In the listing below, find the line that contains "Feel free to reorder" and the line that contains "- [x] All links". Quote both and every line between them, exactly, and nothing more.

'''

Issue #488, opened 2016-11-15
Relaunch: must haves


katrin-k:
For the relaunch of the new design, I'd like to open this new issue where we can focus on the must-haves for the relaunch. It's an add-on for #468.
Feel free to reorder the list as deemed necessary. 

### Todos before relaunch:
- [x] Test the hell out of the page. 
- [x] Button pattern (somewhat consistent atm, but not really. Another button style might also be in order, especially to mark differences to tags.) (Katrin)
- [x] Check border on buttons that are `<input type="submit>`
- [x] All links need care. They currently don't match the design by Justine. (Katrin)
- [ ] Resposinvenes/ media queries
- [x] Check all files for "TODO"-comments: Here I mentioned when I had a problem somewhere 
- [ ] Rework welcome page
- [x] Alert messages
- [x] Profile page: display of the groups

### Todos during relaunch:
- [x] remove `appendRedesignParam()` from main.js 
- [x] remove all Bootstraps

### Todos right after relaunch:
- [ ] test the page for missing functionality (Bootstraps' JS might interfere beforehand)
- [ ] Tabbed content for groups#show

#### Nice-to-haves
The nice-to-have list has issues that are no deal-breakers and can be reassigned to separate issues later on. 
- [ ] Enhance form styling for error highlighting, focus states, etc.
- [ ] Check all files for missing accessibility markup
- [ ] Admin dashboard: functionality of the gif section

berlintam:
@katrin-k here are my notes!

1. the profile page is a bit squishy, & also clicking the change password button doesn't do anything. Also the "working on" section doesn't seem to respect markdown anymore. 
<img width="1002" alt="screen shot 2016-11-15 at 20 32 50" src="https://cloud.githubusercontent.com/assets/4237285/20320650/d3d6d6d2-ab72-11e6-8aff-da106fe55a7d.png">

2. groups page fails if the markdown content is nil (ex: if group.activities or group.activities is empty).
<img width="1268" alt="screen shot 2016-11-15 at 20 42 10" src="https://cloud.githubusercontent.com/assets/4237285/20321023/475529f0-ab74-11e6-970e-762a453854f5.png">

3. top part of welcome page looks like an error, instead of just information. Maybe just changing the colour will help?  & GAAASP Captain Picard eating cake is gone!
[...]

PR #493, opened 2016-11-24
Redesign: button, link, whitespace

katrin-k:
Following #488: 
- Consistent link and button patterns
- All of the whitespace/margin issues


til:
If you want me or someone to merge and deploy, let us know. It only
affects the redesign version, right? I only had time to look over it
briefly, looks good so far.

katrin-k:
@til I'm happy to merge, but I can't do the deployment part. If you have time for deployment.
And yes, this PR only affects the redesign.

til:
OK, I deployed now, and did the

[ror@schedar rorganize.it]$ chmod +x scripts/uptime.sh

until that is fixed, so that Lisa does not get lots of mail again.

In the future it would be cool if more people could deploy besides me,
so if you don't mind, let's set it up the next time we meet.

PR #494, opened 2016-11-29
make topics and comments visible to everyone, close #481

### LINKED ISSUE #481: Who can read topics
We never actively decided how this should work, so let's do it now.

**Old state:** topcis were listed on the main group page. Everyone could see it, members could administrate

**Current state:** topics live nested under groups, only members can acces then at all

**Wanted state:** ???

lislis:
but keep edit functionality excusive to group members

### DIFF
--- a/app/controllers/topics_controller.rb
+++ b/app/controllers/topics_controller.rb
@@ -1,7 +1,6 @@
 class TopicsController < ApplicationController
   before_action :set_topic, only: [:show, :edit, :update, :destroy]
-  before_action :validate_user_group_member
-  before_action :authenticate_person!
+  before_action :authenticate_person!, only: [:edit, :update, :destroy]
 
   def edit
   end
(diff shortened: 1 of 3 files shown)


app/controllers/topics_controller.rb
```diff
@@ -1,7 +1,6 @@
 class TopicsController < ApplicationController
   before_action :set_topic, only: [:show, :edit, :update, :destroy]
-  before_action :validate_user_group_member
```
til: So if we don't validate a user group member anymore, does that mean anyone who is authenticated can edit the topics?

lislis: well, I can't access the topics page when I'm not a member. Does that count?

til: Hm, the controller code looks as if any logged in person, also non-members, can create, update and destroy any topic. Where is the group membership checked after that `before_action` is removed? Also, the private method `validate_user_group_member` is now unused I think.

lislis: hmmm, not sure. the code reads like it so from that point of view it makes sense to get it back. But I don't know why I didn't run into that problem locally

'''
'''

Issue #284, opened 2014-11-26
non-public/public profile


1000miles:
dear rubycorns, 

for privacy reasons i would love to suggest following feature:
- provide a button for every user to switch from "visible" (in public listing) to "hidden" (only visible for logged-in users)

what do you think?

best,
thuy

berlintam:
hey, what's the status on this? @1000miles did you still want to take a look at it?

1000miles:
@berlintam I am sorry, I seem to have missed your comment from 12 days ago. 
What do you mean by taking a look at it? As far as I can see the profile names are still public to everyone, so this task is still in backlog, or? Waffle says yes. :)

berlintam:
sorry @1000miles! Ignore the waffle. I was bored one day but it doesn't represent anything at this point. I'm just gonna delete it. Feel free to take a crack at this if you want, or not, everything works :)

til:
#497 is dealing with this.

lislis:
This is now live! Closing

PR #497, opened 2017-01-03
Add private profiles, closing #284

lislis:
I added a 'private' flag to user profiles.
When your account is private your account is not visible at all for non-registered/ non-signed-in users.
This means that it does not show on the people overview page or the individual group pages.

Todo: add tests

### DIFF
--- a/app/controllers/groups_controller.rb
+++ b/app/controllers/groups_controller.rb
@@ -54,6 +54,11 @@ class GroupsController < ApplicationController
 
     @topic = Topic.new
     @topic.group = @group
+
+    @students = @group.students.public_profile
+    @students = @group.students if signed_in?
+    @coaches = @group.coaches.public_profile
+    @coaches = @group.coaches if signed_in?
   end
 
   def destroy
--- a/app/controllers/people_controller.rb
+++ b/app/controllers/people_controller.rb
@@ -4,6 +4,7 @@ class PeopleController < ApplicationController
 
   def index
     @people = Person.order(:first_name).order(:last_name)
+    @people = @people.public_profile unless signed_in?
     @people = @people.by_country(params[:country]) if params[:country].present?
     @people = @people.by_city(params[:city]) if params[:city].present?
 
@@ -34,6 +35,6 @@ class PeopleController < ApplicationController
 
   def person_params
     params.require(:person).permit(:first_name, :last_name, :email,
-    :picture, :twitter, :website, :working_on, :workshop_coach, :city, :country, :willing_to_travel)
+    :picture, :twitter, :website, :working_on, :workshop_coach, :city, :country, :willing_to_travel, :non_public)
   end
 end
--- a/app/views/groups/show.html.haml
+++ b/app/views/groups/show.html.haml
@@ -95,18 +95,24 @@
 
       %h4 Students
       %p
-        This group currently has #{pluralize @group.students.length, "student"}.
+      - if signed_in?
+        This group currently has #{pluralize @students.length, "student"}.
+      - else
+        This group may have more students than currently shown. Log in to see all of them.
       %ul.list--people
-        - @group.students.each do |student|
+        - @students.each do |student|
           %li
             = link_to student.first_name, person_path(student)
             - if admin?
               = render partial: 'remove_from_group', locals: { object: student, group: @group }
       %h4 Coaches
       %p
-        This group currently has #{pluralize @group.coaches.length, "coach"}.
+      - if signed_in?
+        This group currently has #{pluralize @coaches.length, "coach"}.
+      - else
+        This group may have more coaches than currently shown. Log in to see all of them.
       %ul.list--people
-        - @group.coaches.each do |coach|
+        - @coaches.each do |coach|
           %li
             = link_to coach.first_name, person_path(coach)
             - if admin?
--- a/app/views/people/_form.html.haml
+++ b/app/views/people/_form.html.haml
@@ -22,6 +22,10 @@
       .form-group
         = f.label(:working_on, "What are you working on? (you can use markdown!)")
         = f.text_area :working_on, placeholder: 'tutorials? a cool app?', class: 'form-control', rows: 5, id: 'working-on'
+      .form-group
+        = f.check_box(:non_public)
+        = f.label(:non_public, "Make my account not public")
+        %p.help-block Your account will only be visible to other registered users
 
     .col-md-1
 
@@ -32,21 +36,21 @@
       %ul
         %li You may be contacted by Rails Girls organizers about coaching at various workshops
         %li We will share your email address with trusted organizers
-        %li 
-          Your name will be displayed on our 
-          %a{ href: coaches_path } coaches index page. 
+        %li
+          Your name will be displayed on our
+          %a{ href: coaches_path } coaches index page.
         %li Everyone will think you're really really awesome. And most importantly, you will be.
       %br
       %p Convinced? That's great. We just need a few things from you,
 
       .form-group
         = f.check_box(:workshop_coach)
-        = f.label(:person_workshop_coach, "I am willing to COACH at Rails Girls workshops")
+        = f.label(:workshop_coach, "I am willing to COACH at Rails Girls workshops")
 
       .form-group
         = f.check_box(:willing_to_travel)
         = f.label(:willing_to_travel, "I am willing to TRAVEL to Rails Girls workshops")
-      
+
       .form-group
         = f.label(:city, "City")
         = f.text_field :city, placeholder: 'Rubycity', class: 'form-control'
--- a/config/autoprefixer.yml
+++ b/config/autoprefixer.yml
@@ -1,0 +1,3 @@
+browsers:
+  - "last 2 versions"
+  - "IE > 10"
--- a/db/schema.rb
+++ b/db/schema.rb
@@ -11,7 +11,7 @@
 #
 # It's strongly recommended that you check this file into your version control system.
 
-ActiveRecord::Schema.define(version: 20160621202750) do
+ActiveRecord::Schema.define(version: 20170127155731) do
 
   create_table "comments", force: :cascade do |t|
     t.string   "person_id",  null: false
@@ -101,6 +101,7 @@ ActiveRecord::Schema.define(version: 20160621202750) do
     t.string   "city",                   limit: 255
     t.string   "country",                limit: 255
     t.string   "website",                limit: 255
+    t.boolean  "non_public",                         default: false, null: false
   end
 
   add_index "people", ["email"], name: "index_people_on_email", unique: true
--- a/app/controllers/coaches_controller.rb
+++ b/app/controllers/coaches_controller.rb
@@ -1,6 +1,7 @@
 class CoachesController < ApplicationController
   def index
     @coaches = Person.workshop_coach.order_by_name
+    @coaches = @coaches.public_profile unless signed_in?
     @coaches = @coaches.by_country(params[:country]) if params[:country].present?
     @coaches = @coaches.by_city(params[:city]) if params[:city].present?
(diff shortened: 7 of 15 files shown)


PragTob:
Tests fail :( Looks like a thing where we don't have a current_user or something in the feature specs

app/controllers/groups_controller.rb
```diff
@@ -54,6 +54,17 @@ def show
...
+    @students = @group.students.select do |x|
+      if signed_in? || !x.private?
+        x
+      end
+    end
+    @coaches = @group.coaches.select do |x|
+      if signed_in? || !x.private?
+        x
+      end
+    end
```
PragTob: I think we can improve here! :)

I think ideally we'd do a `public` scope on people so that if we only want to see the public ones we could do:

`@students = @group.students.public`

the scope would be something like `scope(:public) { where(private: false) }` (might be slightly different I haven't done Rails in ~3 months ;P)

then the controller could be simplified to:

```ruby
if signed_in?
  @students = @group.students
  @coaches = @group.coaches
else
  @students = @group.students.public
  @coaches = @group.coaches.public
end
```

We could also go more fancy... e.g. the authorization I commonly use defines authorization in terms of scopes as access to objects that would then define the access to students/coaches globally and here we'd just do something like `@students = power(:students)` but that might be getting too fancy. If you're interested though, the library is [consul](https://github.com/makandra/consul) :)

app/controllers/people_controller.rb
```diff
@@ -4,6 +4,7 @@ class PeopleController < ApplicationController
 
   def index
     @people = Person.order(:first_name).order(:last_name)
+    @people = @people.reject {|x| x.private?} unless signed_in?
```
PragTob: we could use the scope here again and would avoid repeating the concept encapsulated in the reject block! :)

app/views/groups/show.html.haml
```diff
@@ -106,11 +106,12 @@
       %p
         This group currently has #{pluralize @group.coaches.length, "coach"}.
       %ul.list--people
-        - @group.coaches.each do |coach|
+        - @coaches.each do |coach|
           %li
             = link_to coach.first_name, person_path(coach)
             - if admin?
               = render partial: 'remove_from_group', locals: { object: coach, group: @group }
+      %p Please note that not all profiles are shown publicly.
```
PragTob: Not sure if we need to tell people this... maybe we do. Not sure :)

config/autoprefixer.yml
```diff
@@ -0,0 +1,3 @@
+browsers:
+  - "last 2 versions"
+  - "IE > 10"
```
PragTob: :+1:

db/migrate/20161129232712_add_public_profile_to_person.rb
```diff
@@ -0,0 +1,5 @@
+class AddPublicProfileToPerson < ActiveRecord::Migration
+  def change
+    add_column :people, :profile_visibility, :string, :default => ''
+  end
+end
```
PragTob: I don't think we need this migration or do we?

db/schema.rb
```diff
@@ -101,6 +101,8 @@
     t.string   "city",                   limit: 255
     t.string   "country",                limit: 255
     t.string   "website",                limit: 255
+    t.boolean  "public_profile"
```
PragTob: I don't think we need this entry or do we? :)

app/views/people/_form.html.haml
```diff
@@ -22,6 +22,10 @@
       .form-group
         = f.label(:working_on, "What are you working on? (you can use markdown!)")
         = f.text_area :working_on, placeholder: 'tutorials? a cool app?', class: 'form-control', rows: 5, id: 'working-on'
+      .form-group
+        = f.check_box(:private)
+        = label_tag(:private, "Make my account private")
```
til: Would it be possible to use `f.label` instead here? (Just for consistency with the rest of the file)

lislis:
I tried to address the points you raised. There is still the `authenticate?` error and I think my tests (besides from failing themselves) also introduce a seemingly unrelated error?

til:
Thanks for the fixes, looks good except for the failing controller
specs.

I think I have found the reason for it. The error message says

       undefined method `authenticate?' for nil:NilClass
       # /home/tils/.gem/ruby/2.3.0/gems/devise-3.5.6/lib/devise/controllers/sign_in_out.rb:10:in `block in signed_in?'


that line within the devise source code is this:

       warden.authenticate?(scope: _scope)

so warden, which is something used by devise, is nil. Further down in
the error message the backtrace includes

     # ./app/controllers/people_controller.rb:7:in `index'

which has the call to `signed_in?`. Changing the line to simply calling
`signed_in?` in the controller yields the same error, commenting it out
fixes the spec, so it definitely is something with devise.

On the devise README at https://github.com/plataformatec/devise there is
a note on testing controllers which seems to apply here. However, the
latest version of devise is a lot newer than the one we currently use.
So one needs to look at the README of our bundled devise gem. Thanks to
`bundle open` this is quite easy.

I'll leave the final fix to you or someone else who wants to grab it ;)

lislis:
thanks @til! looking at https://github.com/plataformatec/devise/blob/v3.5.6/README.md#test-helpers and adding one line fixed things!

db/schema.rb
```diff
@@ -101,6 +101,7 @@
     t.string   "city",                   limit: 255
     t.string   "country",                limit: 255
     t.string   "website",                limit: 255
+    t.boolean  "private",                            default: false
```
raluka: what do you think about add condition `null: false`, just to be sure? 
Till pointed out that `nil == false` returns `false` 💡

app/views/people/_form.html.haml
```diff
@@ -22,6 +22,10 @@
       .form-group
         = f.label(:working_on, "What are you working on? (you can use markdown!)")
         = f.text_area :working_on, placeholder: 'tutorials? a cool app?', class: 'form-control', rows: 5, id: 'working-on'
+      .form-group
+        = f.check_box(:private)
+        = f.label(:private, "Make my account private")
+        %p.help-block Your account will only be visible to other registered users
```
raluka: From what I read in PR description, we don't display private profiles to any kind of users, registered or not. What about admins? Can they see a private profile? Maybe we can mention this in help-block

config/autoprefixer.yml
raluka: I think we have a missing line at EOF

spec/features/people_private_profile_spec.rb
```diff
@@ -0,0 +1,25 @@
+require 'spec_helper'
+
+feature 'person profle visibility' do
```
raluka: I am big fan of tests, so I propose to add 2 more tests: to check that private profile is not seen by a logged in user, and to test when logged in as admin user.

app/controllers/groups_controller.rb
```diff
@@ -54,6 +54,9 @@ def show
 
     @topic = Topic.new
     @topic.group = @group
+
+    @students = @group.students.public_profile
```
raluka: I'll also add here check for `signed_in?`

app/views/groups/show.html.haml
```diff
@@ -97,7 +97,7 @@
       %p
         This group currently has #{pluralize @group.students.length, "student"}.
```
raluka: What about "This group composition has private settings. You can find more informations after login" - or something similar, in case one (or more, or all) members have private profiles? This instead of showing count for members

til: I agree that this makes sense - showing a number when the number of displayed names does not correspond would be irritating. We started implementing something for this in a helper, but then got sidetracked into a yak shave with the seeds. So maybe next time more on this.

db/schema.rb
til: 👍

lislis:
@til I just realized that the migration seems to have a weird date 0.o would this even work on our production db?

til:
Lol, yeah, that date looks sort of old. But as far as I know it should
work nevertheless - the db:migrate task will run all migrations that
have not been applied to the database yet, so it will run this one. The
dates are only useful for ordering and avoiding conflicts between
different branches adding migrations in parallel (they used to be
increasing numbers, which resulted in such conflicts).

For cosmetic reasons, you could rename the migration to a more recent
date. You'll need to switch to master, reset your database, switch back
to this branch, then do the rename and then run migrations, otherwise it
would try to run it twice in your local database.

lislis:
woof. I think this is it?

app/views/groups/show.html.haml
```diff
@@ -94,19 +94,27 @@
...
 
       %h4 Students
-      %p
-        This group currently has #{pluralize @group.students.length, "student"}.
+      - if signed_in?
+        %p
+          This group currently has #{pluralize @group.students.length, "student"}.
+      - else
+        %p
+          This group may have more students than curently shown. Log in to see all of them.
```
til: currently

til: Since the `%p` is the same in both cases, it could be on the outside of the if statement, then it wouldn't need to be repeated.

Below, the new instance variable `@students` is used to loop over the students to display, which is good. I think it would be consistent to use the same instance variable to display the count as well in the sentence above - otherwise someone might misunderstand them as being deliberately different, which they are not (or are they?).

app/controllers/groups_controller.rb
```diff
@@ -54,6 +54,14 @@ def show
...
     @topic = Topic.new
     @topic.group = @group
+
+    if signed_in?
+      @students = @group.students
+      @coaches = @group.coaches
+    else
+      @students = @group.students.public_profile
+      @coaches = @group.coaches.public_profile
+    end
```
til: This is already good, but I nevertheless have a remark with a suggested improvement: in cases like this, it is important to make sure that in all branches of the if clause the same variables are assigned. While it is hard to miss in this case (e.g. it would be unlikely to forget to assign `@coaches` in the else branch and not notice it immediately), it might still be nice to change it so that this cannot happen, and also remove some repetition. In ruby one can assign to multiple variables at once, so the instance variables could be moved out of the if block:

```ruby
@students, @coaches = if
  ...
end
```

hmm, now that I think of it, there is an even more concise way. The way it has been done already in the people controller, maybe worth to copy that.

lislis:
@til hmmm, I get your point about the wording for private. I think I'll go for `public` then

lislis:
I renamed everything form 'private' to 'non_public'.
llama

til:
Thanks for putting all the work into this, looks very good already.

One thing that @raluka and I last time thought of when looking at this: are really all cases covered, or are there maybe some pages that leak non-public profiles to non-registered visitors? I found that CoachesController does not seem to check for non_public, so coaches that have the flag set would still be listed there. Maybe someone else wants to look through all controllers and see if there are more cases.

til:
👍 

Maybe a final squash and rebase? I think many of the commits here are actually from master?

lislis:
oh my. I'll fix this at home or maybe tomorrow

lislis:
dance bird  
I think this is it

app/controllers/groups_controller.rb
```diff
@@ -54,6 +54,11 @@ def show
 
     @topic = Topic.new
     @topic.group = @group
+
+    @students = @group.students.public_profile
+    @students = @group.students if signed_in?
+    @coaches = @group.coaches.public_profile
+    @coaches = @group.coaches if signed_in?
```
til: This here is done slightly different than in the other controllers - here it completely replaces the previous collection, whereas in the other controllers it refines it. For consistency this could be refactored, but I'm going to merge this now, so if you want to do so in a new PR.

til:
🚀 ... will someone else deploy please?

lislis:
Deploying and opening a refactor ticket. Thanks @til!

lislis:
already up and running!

'''

■ **Result**:
Feel free to reorder the list as deemed necessary. 

### Todos before relaunch:
- [x] Test the hell out of the page. 
- [x] Button pattern (somewhat consistent atm, but not really. Another button style might also be in order, especially to mark differences to tags.) (Katrin)
- [x] Check border on buttons that are `<input type="submit>`
- [x] All links need care. They currently don't match the design by Justine. (Katrin)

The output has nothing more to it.